Segment Open

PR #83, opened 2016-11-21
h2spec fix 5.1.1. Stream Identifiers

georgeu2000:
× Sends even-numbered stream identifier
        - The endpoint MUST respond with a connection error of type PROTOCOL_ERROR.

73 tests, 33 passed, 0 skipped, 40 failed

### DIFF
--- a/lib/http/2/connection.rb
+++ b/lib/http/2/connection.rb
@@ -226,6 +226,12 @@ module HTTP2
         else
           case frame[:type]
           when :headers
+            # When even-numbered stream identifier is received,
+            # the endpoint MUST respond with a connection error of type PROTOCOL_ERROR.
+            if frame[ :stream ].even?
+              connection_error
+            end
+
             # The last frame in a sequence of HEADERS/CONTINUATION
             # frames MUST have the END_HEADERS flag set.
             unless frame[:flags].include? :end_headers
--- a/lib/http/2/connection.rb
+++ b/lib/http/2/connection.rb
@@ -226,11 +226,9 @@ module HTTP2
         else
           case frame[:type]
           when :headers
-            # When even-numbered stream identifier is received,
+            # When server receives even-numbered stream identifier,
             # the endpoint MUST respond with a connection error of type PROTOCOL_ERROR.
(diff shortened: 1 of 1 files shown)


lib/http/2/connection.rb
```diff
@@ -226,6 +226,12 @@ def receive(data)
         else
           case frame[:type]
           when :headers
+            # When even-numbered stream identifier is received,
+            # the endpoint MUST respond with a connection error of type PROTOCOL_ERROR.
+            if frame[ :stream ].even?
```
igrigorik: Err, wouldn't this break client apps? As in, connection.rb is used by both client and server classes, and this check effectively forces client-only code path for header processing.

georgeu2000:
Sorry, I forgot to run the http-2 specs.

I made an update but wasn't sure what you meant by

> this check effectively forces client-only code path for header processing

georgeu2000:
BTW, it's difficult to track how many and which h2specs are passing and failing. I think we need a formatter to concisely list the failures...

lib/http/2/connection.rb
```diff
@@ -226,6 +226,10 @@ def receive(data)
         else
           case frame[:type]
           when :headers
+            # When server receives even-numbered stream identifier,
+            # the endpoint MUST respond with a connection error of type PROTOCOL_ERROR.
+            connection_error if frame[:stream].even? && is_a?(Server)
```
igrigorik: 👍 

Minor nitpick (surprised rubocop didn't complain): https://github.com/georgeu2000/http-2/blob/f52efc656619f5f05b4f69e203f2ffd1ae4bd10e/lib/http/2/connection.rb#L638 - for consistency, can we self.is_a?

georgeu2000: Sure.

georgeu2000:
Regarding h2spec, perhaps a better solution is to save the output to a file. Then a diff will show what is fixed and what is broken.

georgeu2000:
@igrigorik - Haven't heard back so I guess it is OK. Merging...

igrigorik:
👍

Segment Closed
Segment Open

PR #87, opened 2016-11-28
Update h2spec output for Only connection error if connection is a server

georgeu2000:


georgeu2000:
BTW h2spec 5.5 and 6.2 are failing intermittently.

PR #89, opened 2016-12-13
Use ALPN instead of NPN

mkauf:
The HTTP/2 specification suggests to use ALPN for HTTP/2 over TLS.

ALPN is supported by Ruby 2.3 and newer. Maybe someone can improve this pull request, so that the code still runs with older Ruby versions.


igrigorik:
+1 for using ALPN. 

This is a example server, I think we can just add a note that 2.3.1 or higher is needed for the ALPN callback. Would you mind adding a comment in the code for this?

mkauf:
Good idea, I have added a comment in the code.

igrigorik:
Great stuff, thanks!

Segment Closed
Segment Open

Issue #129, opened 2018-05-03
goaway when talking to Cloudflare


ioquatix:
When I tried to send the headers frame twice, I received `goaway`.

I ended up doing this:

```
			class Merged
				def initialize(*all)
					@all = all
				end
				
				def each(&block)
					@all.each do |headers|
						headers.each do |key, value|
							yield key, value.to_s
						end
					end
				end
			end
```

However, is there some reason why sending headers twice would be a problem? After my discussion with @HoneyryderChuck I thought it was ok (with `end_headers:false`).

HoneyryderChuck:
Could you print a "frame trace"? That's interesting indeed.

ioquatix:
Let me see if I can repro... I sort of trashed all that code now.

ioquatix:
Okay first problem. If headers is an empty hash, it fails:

Segment Closed

• _EXERCISE_
Lines of the material above that contain the string "received" must be counted; respond with the total alone.

• _FINAL ANSWER_
4